Modern Art Museum of Forth Worth, Texas, designed by Tadeo Ando. “An extraordinary space, at once tranquil and exhilarating,” cheers Paul Goldberger in The New Yorker. The Japanese architect’s structure “is a carefully calibrated machine that sensitizes us to an increasingly intimate sequence of experiences” kvells the Los Angeles Times’ Nicolai Ouroussoff, who labels the building “architecture for art’s sake, without condescension.” Universal raves are studded with comments that should thrill the Texas tourism board: In the Washington Post, Benjamin Forgey calls the museum ” reason enough to make a pilgrimage to this midsize Texas city.”
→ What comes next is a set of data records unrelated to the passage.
PR #9082, opened 2018-08-25
Improved port polling in certain scenarios

laf:
DO NOT DELETE THIS TEXT

#### Please note

#### Testers

Small improvements to ports polling time. Tested with and without selected ports polling on Cisco IOS and Arista EOS devices.

### DIFF
--- a/includes/polling/ports.inc.php
+++ b/includes/polling/ports.inc.php
@@ -175,8 +175,6 @@ $dot3_oids = [
     'dot3StatsDuplexStatus',
 ];
 
-$pvid_oids = 'dot1qPvid';
-
 // Query known ports and mapping table in order of discovery to make sure
 // the latest discoverd/polled port is in the mapping tables.
 $ports_mapped = get_ports_mapped($device['device_id'], true);
@@ -256,8 +254,7 @@ if ($device['os'] === 'f5' && (version_compare($device['version'], '11.2.0', '>=
                     $port_stats = snmp_get_multi($device, $extra_oids, '-OQUst', 'EtherLike-MIB', null, $port_stats);
 
                     if ($device['os'] != 'asa') {
-                        $extra_pvid_oids = "$pvid_oid.$ifIndex";
-                        $port_stats = snmp_get_multi($device, $extra_pvid_oids, '-OQUst', 'Q-BRIDGE-MIB', null, $port_stats);
+                        $port_stats = snmp_get_multi($device, "dot1qPvid.$ifIndex", '-OQUst', 'Q-BRIDGE-MIB', null, $port_stats);
                     }
                 }
             }
--- a/includes/polling/ports.inc.php
+++ b/includes/polling/ports.inc.php
@@ -175,9 +175,7 @@ $dot3_oids = [
     'dot3StatsDuplexStatus',
 ];
 
-$pvid_oids = [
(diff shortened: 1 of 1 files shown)


laf:
@murrant I'm not 100% happy about `$walk_base = $total_port_count - $polled_port_count < 5 || $polled_port_count / $total_port_count > 0.9 ;` in ports polling.

I assume you added this in as you saw devices having issues when selected ports polling had issues? I'd like us to consider reverting this change.

Here's the impact of removing the check for me:

image

murrant:
I just put some numbers together, I would like to see something like it in there, but tweak the calculation.
I put it in there be cause certain devices took a lot longer to check all ports individually when they are doing it for every (or almost every) port.

laf:
> I just put some numbers together, I would like to see something like it in there, but tweak the calculation.
> I put it in there be cause certain devices took a lot longer to check all ports individually when they are doing it for every (or almost every) port.
> 
> Maybe 90% of the ports is too low and it should be 95% or more.

Personally for now, I'd like to remove the code - in this instance it's 100% of the ports that still pass.

At present we have 3 scenarios with this:

Selected ports polling off
Selected ports polling on
Selected ports polling on but falls back.

Users can only control the first two which means we're forcing long poll times for people who elect for selected ports polling in certain circumstances. I realise this also means the poll time may increase where option 3 happens but is no longer available.

laf:
> @laf if 100% of the ports are polled how can it be slower to run snmpget x #ports vs 1 walk? That doesn't make any sense to me.

Since when does snmp make sense.

This is repeatable across all the Arista's we run.

As for changing the base oids. We'd need to do something about `is_port_valid()` which is called before the gets to determine if the port should be even polled - this uses ifAlias, ifName, ifDescr and ifType.

murrant:
@laf funny thing about the is_port_valid() call, it doesn't use $port_stats, it uses $port (which is from the db).  Those three are unused.

laf:
@murrant Do those values get updated to the db later on because if not, a port that once fails is valid would never pass even if it should.

includes/polling/ports.inc.php
```diff
@@ -175,6 +175,10 @@
     'dot3StatsDuplexStatus',
 ];
 
+$pvid_oids = [
```
murrant: I feel like this should be inlined it is just one oid and I don't expect more to be added.

includes/polling/ports.inc.php
```diff
@@ -212,6 +216,7 @@
         $walk_base = $total_port_count - $polled_port_count < 5 || $polled_port_count / $total_port_count > 0.9 ;
 
         if ($walk_base) {
+            echo "Not enough ports for selected port polling, walking base OIDs instead\n";
```
murrant: This could be improved.  We could split out the $walk_base boolean and accurately describe why the walk is being performed.

laf: Seems pointless as I really do want to remove this code.

murrant: Let's look at that in a different PR.  This PR looks good to me, just the inline of that array + remove the implode there.

laf: I've sorted the array out but left the text as is. Seems a bit ott to set variables for both those outcomes just to be able to say which one caused the selected port polling to fail.

PR #9084, opened 2018-08-26
add a tool for working with JSON apps

VVelox:
DO NOT DELETE THIS TEXT

#### Please note

#### Testers

This is a handy little tool I wrote for generating snmprec and test data files for JSON apps.  Dealing with the metric stuff can be a bit annoying, especially in some cases it appears to want it in order as well. The metrics are checked for based on metric name in binary case insensitive. This outputs JSON test data using the sorting method.

Also handy for some one if they want to grab a quick look at how the metrics look flattened for writing alerts as well.


scripts/json-app-tool.php
```diff
@@ -0,0 +1,179 @@
...
+-m is handy if you want to grab a list of metrics a JSON app is returning
+   and how they data is flattned as well for when writing alert rules. -k
+   prints it in a slightly neater manner and in a manner and in tested
+   order.
+";
+    exit();
+}
+
+// make sure we have a JSON file to work with
+if (!isset($options[j])) {
```
murrant: This needs to be a string, not a constant. `$options[j]` -> `$options['j']`.  Same as everywhere.  This will cause code to fail in PHP 7.3 fyi ;)

scripts/json-app-tool.php
```diff
@@ -0,0 +1,179 @@
...
+        "1.3.6.1.4.1.8072.1.3.2.2.1.21.6.100.105.115.116.114.111|2|1\n".
+        "1.3.6.1.4.1.8072.1.3.2.2.1.21.".$oid."|2|1\n".
+        "1.3.6.1.4.1.8072.1.3.2.3.1.2.".$oid."|4x|".bin2hex($raw_json)."\n";
+    exit(0);
+}
+
+// prints the json test data file if asked to
+if (isset($options[j])) {
+    $test_data=array(
+        "discovery" => array(
```
murrant: You are missing a key here.
Should be 
```php
[
    'applications' => [
        'discovery' => [...],
        'poller' => [...]
    ]
]
```

scripts/json-app-tool.php
VVelox: Ohh! Thanks dude! That is great to know. :) Fixed.

scripts/json-app-tool.php
VVelox: Doh! Yeah. Thanks. Had to look at this for a bit before I realized what I was missing.

PR #9090, opened 2018-08-27
WIP Reduce the amount of initial data fetched by per-port polling.

murrant:
DO NOT DELETE THIS TEXT

#### Please note

#### Testers


laf:
I did rather odd test for this and set ifName,ifDescr and ifAlias all to null for a device. Even after a full discovery and poll the ports never came back.

Switching back to master worked ok.

PR #9094, opened 2018-08-27
Added ability to set a custom SQL query for alert rules.

laf:
DO NOT DELETE THIS TEXT

#### Please note

#### Testers

This would provide the flexibility some people need without us trying to shoe horn lots of things in to the Alert builder interface.

Also fixed the api for adding/editing rules.


murrant:
Tested adding via the api this:
```
{"rule_id":1333,"device_id":"-1", "name": "apitest", "builder":"{\"condition\":\"AND\",\"rules\":[{\"id\":\"devices.hostname\",\"field\":\"devices.hostname\",\"type\":\"string\",\"input\":\"text\",\"operator\":\"equal\",\"value\":\"localhost\"}],\"valid\":true}","severity": "critical","count":15,"delay":"5 m","mute":false}
```

It tried to update non-existent rule and didn't fail.
It didn't give a specific error when I tried to send old format alert rule, or json was invalid.
QueryBuilder was not converted to sql (missing toSql call)

laf:
@murrant Those issues should now be sorted.

laf:
Rebased again, should be good to go.

trs80:
This appears to have removed the transport restriction box in html/includes/modal/new_alert_rule.inc.php

Also I don't know if the recovery alerts checkbox is correctly hoooked up.

PR #9098, opened 2018-08-28
Update devices.bgpLocalAs field from varchar to int

TheGreatDoc:
DO NOT DELETE THIS TEXT

#### Please note

#### Testers

Change bgpLocalAs field type in devices table from VARCHAR to INT to make it sortable


sql-schema/262.sql
```diff
@@ -0,0 +1 @@
+ALTER TABLE `devices` CHANGE `bgpLocalAs` `bgpLocalAs` INT NULL DEFAULT NULL;
```
murrant: Needs to be unsigned or it won't be big enough.

PR #9104, opened 2018-08-29
Two fixes for Prometheus integration

angryp:
This is a small fix for Prometheus integration that does two things:
1. Forces metric names to be lowercase as per naming guidelines 
2. Removes slashes from the names of labels, since Prometheus does not support this symbol. 

Tested with pushgateway 0.5.2 and prometheus 2.2.1 and a monitoring environment of... 5 devices. 😃 

DO NOT DELETE THIS TEXT

#### Please note

#### Testers

### DIFF
--- a/includes/prometheus.inc.php
+++ b/includes/prometheus.inc.php
@@ -31,20 +31,19 @@ function prometheus_push($device, $measurement, $tags, $fields)
                         $k = preg_replace('/([_]{2})/', '_', $k);
                         $k = strtolower($k);
                         $vals = $vals . "$k $v\n";
-                    }
-                }
+                    } 
+                } 
 
                 foreach ($tags as $t => $v) {
                     if ($v !== null) {
-                        if(strpos($v,"/") === false) {
+                        if (strpos($v, "/") === false) {
                             ;
-                        }
-                        else {
+                        } else {
                             $v = str_replace("/", "", $v); // Prometheus does not accept "/" symbol in label names, so we need to strip them out
-                        }
+                        } 
                         $promtags = $promtags . "/$t/$v";
-                    }
-                }
+                    } 
+                } 
 
                 $promurl = $config['prometheus']['url'].'/metrics/job/'.$config['prometheus']['job'].'/instance/'.$device['hostname'].$promtags;
                 $promurl = str_replace(" ", "-", $promurl); // Prometheus doesn't handle tags with spaces in url
--- a/includes/prometheus.inc.php
+++ b/includes/prometheus.inc.php
@@ -26,19 +26,29 @@ function prometheus_push($device, $measurement, $tags, $fields)
 
                 foreach ($fields as $k => $v) {
                     if ($v !== null) {
+                        $k = preg_replace('/([a-z]{1,})/', '$1_', $k); // Generally, metric naming in Prometheus is done with underscores without capital letters
+                        $k = substr($k, 0, -1);
+                        $k = preg_replace('/([_]{2})/', '_', $k);
+                        $k = strtolower($k);
                         $vals = $vals . "$k $v\n";
                     }
                 }
-                
+
                 foreach ($tags as $t => $v) {
                     if ($v !== null) {
+                        if(strpos($v,"/") === false) {
+                            ;
+                        }
+                        else {
+                            $v = str_replace("/", "", $v); // Prometheus does not accept "/" symbol in label names, so we need to strip them out
+                        }
                         $promtags = $promtags . "/$t/$v";
                     }
                 }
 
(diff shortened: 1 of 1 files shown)


laf:
Are you saying prometheus support is currently broken?

Any examples of what this changes?

@cchance27 You added the original support, any comment on this?

angryp:
Without the fix for "/" symbol, Pushgateway will not register the metric and write to log: 
```
time="2018-08-30T08:35:03+03:00" level=debug msg="Failed to parse URL: /instance/localhost/measurement/storage/mib/hrstorage/descr//run/user/0, odd number of components in label string \"/instance/localhost/measurement/storage/mib/hrstorage/descr//run/user/0\"" source="push.go:66"
time="2018-08-30T08:35:03+03:00" level=debug msg="Failed to parse text, text format parsing error in line 1: invalid metric name" source="push.go:108"
```
With the fix, this problem is solved. 

As per the naming fix, it just becomes at least slightly compatible with the guidelines: https://prometheus.io/docs/practices/naming/

I also added a comment on metric type registering (currently all of them are "untyped"), but unfortunately lack the proper knowledge to implement this. In theory, script can take MIB description to declare metric type (like, GAUGE from MIB is mapped to Gauge type, etc.). On the other hand, documentation states they are not even used yet: 
> The Prometheus server does not yet make use of the type information and flattens all data into untyped time series. This may change in the future.
https://prometheus.io/docs/concepts/metric_types/

murrant:
You could also get type info from the rrd definition.

laf:
@angryp Please take a look at the travis output, some fixes are needed before this could be merged.

murrant:
I think it just happen to build when master was broken.  Restarted the travis ci build.

laf:
The code formatting was off, `} else {` split out on different lines and possibly more:

https://travis-ci.com/librenms/librenms/jobs/142595826#L676

angryp:
@laf Changes done according to Travis output.

includes/prometheus.inc.php
```diff
@@ -26,19 +26,28 @@ function prometheus_push($device, $measurement, $tags, $fields)
...
+                        $k = preg_replace('/([_]{2})/', '_', $k);
+                        $k = strtolower($k);
                         $vals = $vals . "$k $v\n";
                     }
                 }
-                
+
                 foreach ($tags as $t => $v) {
                     if ($v !== null) {
+                        if (strpos($v, "/") === false) {
```
laf: Does this not make more sense to just run str_replace() on $v all the time?

includes/prometheus.inc.php
```diff
@@ -26,19 +26,28 @@ function prometheus_push($device, $measurement, $tags, $fields)
 
                 foreach ($fields as $k => $v) {
                     if ($v !== null) {
+                        $k = preg_replace('/([a-z]{1,})/', '$1_', $k); // Generally, metric naming in Prometheus is done with underscores without capital letters
```
murrant: You could just use this function...

angryp: Snake case can be good, but unfortunately an array of metrics come with all capital letters like INBROADCASTPKTS, INDISCARDS, INERRORS, INMULTICASTPKTS, etc., which are then translated to i_n_b_r_o_a_d_c_a_s_t_p_k_t_s, i_n_d_i_s_c_a_r_d_s, etc. This is obviously unreadable, but this is how data is received by "prometheus_push()". If I understood correctly, it comes from includes/datastore.inc.php via data_update function, and it is called therefore from an array of places... How should I proceed?
Here is a poller debug, just in case: https://gist.github.com/angryp/c601f9cf4869b470c2e10a4affc68616

includes/prometheus.inc.php
angryp: Sure, did that. A haven't thought about a filesystem that consists of "/" itself, that is, a root filesystem. So it is needed to substitute with something. For now I added "_" symbol as a substitution. There are no associated errors produced.

angryp:
One additional problem found: some metrics can start with a number, for example - load average from ```ucd-mib``` module. 
Added additional check to swap alphabetical symbols and numeric in places.

includes/prometheus.inc.php
murrant: Snake case alone won't do the job ;-)

murrant:
FYI #9179

angryp:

New York TimesWatch. “I have never gotten a daily review in the Times—not that I am bitter,” writes Anne Lamott in Salon. “Nope, nope, nothing could be further from the truth. It’s just that I secretly believe that if Michiko Kakutani likes your work, it means you are a real writer, and you will be happy and and wealthy and stable forever. The one little problem with Michiko, though, is that if she doesn’t like your book, she will kill you— cut your head off with a surgical knife, and play hacky-sack with it until she grows bored. Then, maybe in the last paragraph, she’ll pour acid on it.”

One New York Times architecture critic is not enough, pleads the Architectural Record’s Robert Ivy: “[R]ather than [Herbert Muschamp’s] single gaze, architectural criticism in this national newspaper should more resemble the multidimensional view of the Hindu goddess Kali, a three-eyed deity simultaneously wielding the heads of her victims and the blessings of continual rebirth in her multiple hands.”